• [INSTRUCTIONS FOR THE TASK] From the first line of the material below to the line containing "refused | ❌ refused |", repeat every line exactly and add nothing.

==============================

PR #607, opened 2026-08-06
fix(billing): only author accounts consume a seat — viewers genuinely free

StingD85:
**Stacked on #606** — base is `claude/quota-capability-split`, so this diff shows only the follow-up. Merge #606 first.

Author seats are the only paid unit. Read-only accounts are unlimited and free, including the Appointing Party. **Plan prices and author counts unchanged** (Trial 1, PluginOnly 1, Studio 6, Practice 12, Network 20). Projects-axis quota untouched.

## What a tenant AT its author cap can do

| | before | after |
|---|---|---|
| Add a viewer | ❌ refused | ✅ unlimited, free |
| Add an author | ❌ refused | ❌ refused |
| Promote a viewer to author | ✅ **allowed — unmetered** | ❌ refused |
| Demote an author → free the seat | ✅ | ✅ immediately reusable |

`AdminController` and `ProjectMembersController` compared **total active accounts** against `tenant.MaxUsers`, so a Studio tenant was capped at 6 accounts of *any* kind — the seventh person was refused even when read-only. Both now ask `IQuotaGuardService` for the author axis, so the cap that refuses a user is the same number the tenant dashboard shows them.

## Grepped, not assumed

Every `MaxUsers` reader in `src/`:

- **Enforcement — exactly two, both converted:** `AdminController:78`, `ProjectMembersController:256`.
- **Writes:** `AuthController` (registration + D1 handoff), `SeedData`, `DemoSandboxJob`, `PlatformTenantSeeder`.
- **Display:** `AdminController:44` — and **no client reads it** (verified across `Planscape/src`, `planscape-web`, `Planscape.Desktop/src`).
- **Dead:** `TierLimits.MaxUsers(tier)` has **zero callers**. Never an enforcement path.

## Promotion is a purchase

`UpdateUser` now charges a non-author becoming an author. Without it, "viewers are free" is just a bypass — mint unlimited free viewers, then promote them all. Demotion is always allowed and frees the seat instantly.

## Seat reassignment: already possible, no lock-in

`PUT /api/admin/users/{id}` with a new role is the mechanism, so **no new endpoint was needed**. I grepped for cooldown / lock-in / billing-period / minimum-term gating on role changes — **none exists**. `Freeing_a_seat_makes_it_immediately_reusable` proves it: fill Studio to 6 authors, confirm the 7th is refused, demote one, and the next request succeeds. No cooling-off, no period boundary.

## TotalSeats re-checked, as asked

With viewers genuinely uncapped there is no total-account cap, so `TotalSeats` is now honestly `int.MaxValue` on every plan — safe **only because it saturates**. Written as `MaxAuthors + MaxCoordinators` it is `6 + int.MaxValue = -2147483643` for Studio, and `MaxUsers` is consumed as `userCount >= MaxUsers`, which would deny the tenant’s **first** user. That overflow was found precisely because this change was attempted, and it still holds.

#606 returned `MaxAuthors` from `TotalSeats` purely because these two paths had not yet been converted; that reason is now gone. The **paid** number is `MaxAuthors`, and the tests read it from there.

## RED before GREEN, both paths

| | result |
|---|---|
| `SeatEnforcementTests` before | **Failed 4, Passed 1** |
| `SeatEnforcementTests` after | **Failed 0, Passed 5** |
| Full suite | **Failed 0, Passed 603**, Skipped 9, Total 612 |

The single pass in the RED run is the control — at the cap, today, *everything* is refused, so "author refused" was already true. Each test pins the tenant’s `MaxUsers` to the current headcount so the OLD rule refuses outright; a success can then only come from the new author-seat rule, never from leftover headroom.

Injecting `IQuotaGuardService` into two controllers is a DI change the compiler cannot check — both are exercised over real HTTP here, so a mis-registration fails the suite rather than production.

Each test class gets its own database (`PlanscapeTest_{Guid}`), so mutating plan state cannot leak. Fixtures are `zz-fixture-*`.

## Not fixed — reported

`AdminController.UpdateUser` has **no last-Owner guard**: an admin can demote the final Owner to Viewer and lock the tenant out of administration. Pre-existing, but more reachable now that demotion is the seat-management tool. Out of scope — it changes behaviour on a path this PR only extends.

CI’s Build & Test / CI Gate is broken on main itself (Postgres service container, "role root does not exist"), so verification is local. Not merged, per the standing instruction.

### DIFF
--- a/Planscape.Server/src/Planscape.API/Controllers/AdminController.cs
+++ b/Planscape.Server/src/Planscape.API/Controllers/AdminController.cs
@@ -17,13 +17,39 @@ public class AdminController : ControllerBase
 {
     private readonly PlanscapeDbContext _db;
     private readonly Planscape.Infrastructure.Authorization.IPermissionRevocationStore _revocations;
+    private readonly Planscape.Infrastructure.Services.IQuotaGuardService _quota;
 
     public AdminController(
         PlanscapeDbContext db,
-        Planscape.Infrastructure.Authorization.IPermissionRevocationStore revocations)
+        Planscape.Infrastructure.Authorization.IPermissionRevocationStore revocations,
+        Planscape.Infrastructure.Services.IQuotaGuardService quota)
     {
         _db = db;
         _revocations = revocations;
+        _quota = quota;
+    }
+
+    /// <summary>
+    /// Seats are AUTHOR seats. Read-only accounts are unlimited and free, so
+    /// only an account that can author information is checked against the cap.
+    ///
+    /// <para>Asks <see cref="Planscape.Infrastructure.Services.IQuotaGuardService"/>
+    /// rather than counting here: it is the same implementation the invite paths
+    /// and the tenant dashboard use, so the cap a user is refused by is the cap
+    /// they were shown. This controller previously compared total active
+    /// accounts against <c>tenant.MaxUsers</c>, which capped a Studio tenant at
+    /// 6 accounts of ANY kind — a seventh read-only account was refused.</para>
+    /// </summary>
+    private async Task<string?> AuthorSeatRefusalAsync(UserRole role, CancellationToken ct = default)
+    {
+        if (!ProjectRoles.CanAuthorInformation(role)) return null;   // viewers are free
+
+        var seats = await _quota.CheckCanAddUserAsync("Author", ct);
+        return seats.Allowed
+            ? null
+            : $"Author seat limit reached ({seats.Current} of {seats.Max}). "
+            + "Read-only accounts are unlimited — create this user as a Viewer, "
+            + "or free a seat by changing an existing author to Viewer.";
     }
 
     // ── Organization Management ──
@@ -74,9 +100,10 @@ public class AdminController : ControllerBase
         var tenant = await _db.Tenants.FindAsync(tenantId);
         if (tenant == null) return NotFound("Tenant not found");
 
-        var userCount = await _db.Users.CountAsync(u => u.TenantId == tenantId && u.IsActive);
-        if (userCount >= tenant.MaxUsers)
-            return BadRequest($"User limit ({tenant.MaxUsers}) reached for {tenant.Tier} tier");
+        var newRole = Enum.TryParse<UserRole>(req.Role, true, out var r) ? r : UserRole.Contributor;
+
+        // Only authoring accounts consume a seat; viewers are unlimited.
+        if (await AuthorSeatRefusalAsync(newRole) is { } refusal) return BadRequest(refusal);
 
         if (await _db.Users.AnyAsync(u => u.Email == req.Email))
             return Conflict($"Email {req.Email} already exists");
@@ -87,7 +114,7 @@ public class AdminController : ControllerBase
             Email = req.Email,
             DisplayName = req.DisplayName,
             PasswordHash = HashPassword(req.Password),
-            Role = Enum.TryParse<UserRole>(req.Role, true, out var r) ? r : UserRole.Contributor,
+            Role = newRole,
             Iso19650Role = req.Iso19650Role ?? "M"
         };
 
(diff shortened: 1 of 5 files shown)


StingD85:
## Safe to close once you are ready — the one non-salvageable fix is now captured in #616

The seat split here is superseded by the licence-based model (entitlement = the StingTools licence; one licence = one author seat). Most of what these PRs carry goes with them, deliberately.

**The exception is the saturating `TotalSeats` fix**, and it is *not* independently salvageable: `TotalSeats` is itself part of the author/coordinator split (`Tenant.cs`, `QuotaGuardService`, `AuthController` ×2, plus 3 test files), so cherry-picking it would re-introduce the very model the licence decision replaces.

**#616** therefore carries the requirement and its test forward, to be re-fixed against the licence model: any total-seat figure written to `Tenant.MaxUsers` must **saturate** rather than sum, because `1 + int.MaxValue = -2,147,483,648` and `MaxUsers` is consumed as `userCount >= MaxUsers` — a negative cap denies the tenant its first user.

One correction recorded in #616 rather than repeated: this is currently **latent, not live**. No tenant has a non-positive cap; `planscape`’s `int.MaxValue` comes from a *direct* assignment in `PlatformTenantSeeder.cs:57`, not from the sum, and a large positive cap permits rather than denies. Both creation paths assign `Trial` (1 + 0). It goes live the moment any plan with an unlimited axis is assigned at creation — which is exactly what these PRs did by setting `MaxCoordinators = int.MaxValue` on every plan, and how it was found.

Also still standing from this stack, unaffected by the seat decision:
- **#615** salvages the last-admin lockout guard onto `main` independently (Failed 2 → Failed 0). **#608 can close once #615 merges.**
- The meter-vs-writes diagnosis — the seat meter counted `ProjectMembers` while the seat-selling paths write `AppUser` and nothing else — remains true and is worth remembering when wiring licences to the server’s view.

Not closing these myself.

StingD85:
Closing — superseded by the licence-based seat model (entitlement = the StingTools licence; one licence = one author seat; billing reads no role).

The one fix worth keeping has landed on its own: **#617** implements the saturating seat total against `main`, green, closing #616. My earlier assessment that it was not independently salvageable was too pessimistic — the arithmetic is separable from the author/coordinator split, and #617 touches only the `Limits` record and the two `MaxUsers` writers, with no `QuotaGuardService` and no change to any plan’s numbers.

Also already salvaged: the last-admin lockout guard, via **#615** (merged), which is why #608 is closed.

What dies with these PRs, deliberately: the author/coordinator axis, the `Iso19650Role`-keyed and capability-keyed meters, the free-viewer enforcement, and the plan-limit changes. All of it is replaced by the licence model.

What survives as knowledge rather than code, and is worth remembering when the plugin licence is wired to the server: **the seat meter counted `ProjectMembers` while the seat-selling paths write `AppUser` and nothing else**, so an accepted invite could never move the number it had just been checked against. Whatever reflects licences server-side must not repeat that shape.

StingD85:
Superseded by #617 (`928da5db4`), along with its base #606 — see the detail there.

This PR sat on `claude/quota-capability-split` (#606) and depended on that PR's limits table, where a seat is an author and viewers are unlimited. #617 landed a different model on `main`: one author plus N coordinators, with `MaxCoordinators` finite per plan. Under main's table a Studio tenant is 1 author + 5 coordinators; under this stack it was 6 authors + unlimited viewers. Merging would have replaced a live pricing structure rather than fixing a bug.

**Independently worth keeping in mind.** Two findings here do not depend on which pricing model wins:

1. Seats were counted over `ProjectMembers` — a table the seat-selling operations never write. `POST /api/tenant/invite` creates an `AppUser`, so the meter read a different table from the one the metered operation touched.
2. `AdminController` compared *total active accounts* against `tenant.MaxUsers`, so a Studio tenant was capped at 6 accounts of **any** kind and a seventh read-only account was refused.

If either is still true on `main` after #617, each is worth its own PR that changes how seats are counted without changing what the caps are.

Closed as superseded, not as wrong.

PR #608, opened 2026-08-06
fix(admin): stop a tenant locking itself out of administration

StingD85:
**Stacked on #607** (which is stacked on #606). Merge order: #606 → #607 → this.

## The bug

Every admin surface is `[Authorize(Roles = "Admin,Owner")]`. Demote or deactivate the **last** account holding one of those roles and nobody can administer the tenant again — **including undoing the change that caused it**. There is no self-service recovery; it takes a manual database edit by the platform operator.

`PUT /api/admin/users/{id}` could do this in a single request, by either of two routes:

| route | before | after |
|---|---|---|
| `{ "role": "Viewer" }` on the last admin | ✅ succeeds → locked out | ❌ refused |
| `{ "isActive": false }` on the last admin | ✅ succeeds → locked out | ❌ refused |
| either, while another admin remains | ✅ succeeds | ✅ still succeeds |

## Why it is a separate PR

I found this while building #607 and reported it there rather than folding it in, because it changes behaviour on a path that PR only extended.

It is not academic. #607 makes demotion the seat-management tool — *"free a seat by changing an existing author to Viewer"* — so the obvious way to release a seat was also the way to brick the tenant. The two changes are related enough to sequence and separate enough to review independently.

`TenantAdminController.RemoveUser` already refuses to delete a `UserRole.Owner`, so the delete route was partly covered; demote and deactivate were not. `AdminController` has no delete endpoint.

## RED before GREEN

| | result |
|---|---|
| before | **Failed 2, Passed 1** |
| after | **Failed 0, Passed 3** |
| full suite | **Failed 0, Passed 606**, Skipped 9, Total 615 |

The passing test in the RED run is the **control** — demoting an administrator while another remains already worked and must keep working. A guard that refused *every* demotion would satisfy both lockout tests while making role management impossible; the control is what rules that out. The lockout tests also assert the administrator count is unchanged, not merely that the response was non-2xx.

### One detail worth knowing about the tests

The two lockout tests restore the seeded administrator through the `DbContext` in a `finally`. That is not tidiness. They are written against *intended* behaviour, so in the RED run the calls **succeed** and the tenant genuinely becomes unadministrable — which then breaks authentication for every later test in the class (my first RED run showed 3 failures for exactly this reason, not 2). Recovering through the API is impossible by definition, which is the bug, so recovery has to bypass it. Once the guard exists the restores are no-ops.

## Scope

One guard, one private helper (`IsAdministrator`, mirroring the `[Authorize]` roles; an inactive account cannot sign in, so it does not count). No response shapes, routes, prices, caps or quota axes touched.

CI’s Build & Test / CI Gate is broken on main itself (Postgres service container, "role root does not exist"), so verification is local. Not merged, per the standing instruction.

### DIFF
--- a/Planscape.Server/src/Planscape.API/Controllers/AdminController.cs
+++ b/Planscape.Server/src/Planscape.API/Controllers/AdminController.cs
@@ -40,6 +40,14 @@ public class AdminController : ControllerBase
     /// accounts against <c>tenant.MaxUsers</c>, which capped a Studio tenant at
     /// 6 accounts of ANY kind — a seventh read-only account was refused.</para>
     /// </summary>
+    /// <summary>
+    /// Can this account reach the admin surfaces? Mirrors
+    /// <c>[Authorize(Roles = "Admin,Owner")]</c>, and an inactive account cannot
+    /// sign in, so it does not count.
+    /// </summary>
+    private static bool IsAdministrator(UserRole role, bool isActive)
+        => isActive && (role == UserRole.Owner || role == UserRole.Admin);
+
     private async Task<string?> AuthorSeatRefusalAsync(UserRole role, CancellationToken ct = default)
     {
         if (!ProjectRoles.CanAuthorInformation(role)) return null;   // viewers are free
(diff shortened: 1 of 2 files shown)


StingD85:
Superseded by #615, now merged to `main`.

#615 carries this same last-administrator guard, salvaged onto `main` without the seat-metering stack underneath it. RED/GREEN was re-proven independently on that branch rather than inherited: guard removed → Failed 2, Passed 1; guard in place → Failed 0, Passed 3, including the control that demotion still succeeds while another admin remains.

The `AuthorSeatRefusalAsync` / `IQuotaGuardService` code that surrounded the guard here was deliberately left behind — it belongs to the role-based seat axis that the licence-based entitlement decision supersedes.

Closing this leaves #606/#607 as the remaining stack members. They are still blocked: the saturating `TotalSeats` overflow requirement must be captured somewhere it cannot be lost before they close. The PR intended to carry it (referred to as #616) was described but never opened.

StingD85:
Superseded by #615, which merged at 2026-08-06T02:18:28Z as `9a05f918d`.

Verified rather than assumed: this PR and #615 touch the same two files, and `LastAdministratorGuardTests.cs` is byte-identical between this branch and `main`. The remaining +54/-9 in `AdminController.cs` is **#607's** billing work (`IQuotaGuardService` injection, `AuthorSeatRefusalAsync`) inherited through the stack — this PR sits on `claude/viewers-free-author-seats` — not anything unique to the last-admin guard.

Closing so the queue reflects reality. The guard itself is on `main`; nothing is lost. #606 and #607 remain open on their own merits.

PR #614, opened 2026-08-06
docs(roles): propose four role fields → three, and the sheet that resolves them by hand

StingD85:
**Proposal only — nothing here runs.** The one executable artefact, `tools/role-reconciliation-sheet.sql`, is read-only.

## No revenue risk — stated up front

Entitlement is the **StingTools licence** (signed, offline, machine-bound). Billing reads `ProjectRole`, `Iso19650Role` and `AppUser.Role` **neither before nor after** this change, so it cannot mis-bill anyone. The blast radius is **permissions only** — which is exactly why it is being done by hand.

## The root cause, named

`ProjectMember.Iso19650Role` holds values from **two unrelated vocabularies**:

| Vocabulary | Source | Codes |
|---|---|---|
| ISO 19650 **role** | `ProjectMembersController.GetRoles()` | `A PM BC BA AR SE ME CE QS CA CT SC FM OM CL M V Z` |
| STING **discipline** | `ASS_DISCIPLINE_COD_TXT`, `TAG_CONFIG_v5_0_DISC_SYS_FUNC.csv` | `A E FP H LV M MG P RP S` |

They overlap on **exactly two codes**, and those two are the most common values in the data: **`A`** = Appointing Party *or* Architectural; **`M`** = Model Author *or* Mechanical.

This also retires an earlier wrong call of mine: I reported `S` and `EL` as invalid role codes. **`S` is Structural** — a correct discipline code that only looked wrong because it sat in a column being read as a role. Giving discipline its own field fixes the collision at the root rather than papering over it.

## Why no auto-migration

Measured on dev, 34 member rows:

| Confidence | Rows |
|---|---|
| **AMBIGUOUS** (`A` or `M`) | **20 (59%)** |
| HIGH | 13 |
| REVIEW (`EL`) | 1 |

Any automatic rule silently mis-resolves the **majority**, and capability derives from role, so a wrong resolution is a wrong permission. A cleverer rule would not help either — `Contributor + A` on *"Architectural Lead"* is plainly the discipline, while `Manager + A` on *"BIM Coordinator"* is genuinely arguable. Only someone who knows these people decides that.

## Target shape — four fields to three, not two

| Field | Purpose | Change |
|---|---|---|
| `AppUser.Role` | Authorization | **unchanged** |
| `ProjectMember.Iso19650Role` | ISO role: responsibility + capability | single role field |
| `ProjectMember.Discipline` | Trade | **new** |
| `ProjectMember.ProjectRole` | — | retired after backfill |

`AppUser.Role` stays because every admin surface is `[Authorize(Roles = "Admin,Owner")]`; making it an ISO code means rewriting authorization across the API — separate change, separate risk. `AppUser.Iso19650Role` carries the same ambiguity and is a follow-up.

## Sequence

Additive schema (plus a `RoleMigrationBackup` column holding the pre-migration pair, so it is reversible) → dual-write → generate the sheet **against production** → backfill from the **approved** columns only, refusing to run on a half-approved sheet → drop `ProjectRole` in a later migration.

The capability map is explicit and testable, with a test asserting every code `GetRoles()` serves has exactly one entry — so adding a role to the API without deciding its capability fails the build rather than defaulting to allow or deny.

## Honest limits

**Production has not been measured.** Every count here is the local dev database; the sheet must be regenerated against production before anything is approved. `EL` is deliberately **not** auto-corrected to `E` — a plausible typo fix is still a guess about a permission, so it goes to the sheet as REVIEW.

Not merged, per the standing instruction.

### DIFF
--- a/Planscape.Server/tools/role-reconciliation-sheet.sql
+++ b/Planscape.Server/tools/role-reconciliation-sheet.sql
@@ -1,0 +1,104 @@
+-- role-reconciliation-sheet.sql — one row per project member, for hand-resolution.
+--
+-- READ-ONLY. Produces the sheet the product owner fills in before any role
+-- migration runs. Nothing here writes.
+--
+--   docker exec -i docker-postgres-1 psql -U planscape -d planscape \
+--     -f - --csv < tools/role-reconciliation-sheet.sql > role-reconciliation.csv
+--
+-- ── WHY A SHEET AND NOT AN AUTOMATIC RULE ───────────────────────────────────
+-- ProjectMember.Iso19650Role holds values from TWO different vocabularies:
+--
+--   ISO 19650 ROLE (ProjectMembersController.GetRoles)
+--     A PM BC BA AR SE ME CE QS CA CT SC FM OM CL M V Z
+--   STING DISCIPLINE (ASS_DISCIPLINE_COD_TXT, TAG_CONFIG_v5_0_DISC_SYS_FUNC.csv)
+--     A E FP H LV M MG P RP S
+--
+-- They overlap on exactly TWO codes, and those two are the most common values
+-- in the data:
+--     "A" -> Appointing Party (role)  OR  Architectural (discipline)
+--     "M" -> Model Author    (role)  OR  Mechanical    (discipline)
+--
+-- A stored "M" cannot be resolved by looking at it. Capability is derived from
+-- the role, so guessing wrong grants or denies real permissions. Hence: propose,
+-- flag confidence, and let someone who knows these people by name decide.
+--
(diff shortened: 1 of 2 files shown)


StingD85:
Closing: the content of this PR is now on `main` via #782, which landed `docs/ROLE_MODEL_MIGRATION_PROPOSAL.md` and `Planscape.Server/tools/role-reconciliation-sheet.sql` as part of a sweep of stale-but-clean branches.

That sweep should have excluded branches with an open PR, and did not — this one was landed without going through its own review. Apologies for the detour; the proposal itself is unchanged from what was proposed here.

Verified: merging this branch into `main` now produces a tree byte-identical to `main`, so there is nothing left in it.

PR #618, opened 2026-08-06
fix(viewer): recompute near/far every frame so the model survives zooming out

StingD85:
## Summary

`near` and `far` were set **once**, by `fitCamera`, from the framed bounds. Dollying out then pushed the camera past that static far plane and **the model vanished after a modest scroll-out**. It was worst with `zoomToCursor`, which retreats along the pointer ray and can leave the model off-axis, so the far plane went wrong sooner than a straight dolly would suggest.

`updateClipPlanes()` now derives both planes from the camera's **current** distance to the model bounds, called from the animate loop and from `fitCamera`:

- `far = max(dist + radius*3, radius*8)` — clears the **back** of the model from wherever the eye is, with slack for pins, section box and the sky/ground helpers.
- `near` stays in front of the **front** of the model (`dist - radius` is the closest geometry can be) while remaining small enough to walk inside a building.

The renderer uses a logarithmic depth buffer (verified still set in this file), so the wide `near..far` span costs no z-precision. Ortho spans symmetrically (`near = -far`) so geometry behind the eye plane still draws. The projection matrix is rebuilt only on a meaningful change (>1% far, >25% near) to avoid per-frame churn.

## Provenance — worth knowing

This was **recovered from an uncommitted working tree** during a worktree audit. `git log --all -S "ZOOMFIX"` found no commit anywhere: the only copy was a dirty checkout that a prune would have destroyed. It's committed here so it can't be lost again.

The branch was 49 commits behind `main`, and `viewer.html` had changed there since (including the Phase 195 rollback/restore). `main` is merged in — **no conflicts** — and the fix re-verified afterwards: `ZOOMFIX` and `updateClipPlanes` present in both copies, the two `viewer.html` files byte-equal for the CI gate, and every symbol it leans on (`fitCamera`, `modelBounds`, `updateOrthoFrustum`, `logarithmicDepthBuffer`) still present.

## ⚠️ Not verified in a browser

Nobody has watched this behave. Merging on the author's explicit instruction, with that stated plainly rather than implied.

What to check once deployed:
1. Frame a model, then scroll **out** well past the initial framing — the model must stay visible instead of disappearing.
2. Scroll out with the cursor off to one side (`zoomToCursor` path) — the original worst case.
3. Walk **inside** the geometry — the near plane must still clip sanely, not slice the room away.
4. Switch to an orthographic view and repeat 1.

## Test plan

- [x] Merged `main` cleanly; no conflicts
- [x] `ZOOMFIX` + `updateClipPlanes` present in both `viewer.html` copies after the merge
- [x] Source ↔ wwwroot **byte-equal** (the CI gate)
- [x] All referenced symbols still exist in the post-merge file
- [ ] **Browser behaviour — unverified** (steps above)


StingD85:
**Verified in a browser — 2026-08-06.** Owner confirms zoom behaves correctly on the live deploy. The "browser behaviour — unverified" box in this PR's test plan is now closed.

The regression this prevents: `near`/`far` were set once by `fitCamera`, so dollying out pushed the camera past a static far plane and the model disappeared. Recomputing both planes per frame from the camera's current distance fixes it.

==============================

• [RESPONSE TO THIS TASK]
PR #607, opened 2026-08-06
fix(billing): only author accounts consume a seat — viewers genuinely free

StingD85:
**Stacked on #606** — base is `claude/quota-capability-split`, so this diff shows only the follow-up. Merge #606 first.

Author seats are the only paid unit. Read-only accounts are unlimited and free, including the Appointing Party. **Plan prices and author counts unchanged** (Trial 1, PluginOnly 1, Studio 6, Practice 12, Network 20). Projects-axis quota untouched.

## What a tenant AT its author cap can do

| | before | after |
|---|---|---|
| Add a viewer | ❌ refused | ✅ unlimited, free |
| Add an author | ❌ refused | ❌ refused |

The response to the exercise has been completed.